**What to produce**
Please return the listing exactly, line for line.

**Dataset records**
==============================

Issue #1, opened 2022-05-05
Multi-Signature Wallet Application


Braqzen:
This issue is meant to document the various sub tasks that are required in order to create a fully functional multi-signature wallet written in Sway.

There are various components and they are grouped into categories.

**The Basics**

- [x] #2
- [x] #3
- [x] #4
- [x] #5
- [x] #6
- [x] #7

**Ethereum Signature Capability**

- [x] #10
- [x] #11
- [x] #12

**Frontend**

- [ ] #18

**Contract Calls**

- [x] #22

**Documentation**

- [x] #23
- [x] #24

bitzoic:
Closing in favor of https://github.com/FuelLabs/sway-applications/issues/18

PR #27, opened 2022-05-21
added foundation for `sway-tac-toe`

eureka-cpu:
At present this only uses JS for its functionality, will change this to using Sway in a future commit. This should also solve the one known problem this has, which is that the logic allows for clicking the same square twice and instead of maintaining the correct player it's possible for the same user to have multiple turns back to back. This version also doesn't implement multi-device interactivity, which is something I'd assume we'd want if anyone is to actually play with someone else.


Braqzen (changes requested):
1. I'd like to see an issue which details the information regarding the application similar to #1 or perhaps any other "sub issue" so that there is some documentation instead of a whole new piece of work hitting master out of nowhere.
2. When I pull in your work it all gets added directly under "sway-applications" however there will be many applications for example my multisig work is under `sway-applications/multisig`. Can you create a directory under "sway-applications" and move all of your work into that so it's not at the top level e.g. `sway-applications/tic-tac-toe`
3. Can you add some documentation as to how this code should be run? When looking through the files the index.html has a little bit of info however when I run `npm start` it says that I do not have `react-scripts` or something to that extent. I _could_ look into how to set up a react project myself but that shouldn't be a thing that an outsider does and instead it should be documented so that anyone can follow the steps and get your project running.
4. A little nitpic, the css is small but I prefer [scss](https://sass-lang.com/documentation) (sass is fine too). Is it a good idea to move towards that now before the project grows or will it stay sufficiently small that the little bit of css is fine and adding scss/sass is unnecessary?
5. The App.js file has a massive "src" image. Is that needed / can it be replaced with a loading from a file or something?
6. Since you want to add sway into this instead of it being a pure JS application can you mark it as a Draft until the code is ready to go into master?

eureka-cpu:
>     4. A little nitpic, the css is small but I prefer [scss](https://sass-lang.com/documentation) (sass is fine too). Is it a good idea to move towards that now before the project grows or will it stay sufficiently small that the little bit of css is fine and adding scss/sass is unnecessary?
>     5. The App.js file has a massive "src" image. Is that needed / can it be replaced with a loading from a file or something?

4. As far as the CSS goes, you're 100% right. Once this project becomes bigger a definitive choice will need to be made on this, for now since the amount of styling is minimal and there is only one `component` I kept it all in once place (`App.css`) and just used default CSS, but this is not best practice.

5. Also correct, the original image is from `SwaySwap` and somewhere in rendering it is turned into a `base64` image. Since I was just trying to get this up quickly, I went ahead and used the `base64` version instead but it does look pretty ugly and will definitely be changed.

eureka-cpu:
>     2. When I pull in your work it all gets added directly under "sway-applications" however there will be many applications for example my multisig work is under `sway-applications/multisig`. Can you create a directory under "sway-applications" and move all of your work into that so it's not at the top level e.g. `sway-applications/tic-tac-toe`

2. Would maybe `sway-applications/games/sway-tac-toe` suffice?

Braqzen:
> > ```
> > 2. When I pull in your work it all gets added directly under "sway-applications" however there will be many applications for example my multisig work is under `sway-applications/multisig`. Can you create a directory under "sway-applications" and move all of your work into that so it's not at the top level e.g. `sway-applications/tic-tac-toe`
> > ```
> 
> 2. Would maybe `sway-applications/games/sway-tac-toe` suffice?

If there are going to be multiple mini-games then sure. This project could be one of those games. I have no issues with that.

eureka-cpu:
> > > ```
> > > 2. When I pull in your work it all gets added directly under "sway-applications" however there will be many applications for example my multisig work is under `sway-applications/multisig`. Can you create a directory under "sway-applications" and move all of your work into that so it's not at the top level e.g. `sway-applications/tic-tac-toe`
> > > ```
> > 
> > 
> > 
> > 2. Would maybe `sway-applications/games/sway-tac-toe` suffice?
> 
> If there are going to be multiple mini-games then sure. This project could be one of those games. I have no issues with that.

I think the intention is to have a few at least. Checkers, maybe chess eventually (:

Braqzen:
This has been a draft for a long time. I'm thinking of closing it.

eureka-cpu:
Closing this for now until the Sway contract is ready, feel free to reopen when ready @matt-user @Rubyt0x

==============================

**Solution for this task**
Issue #1, opened 2022-05-05
Multi-Signature Wallet Application


Braqzen:
This issue is meant to document the various sub tasks that are required in order to create a fully functional multi-signature wallet written in Sway.

There are various components and they are grouped into categories.

**The Basics**

- [x] #2
- [x] #3
- [x] #4
- [x] #5
- [x] #6
- [x] #7

**Ethereum Signature Capability**

- [x] #10
- [x] #11
- [x] #12

**Frontend**

- [ ] #18

**Contract Calls**

- [x] #22

**Documentation**

- [x] #23
- [x] #24

bitzoic:
Closing in favor of https://github.com/FuelLabs/sway-applications/issues/18

PR #27, opened 2022-05-21
added foundation for `sway-tac-toe`

eureka-cpu:
At present this only uses JS for its functionality, will change this to using Sway in a future commit. This should also solve the one known problem this has, which is that the logic allows for clicking the same square twice and instead of maintaining the correct player it's possible for the same user to have multiple turns back to back. This version also doesn't implement multi-device interactivity, which is something I'd assume we'd want if anyone is to actually play with someone else.


Braqzen (changes requested):
1. I'd like to see an issue which details the information regarding the application similar to #1 or perhaps any other "sub issue" so that there is some documentation instead of a whole new piece of work hitting master out of nowhere.
2. When I pull in your work it all gets added directly under "sway-applications" however there will be many applications for example my multisig work is under `sway-applications/multisig`. Can you create a directory under "sway-applications" and move all of your work into that so it's not at the top level e.g. `sway-applications/tic-tac-toe`
3. Can you add some documentation as to how this code should be run? When looking through the files the index.html has a little bit of info however when I run `npm start` it says that I do not have `react-scripts` or something to that extent. I _could_ look into how to set up a react project myself but that shouldn't be a thing that an outsider does and instead it should be documented so that anyone can follow the steps and get your project running.
4. A little nitpic, the css is small but I prefer [scss](https://sass-lang.com/documentation) (sass is fine too). Is it a good idea to move towards that now before the project grows or will it stay sufficiently small that the little bit of css is fine and adding scss/sass is unnecessary?
5. The App.js file has a massive "src" image. Is that needed / can it be replaced with a loading from a file or something?
6. Since you want to add sway into this instead of it being a pure JS application can you mark it as a Draft until the code is ready to go into master?

eureka-cpu:
>     4. A little nitpic, the css is small but I prefer [scss](https://sass-lang.com/documentation) (sass is fine too). Is it a good idea to move towards that now before the project grows or will it stay sufficiently small that the little bit of css is fine and adding scss/sass is unnecessary?
>     5. The App.js file has a massive "src" image. Is that needed / can it be replaced with a loading from a file or something?

4. As far as the CSS goes, you're 100% right. Once this project becomes bigger a definitive choice will need to be made on this, for now since the amount of styling is minimal and there is only one `component` I kept it all in once place (`App.css`) and just used default CSS, but this is not best practice.

5. Also correct, the original image is from `SwaySwap` and somewhere in rendering it is turned into a `base64` image. Since I was just trying to get this up quickly, I went ahead and used the `base64` version instead but it does look pretty ugly and will definitely be changed.

eureka-cpu:
>     2. When I pull in your work it all gets added directly under "sway-applications" however there will be many applications for example my multisig work is under `sway-applications/multisig`. Can you create a directory under "sway-applications" and move all of your work into that so it's not at the top level e.g. `sway-applications/tic-tac-toe`

2. Would maybe `sway-applications/games/sway-tac-toe` suffice?

Braqzen:
> > ```
> > 2. When I pull in your work it all gets added directly under "sway-applications" however there will be many applications for example my multisig work is under `sway-applications/multisig`. Can you create a directory under "sway-applications" and move all of your work into that so it's not at the top level e.g. `sway-applications/tic-tac-toe`
> > ```
> 
> 2. Would maybe `sway-applications/games/sway-tac-toe` suffice?

If there are going to be multiple mini-games then sure. This project could be one of those games. I have no issues with that.

eureka-cpu:
> > > ```
> > > 2. When I pull in your work it all gets added directly under "sway-applications" however there will be many applications for example my multisig work is under `sway-applications/multisig`. Can you create a directory under "sway-applications" and move all of your work into that so it's not at the top level e.g. `sway-applications/tic-tac-toe`
> > > ```
> > 
> > 
> > 
> > 2. Would maybe `sway-applications/games/sway-tac-toe` suffice?
> 
> If there are going to be multiple mini-games then sure. This project could be one of those games. I have no issues with that.

I think the intention is to have a few at least. Checkers, maybe chess eventually (:

Braqzen:
This has been a draft for a long time. I'm thinking of closing it.

eureka-cpu:
Closing this for now until the Sway contract is ready, feel free to reopen when ready @matt-user @Rubyt0x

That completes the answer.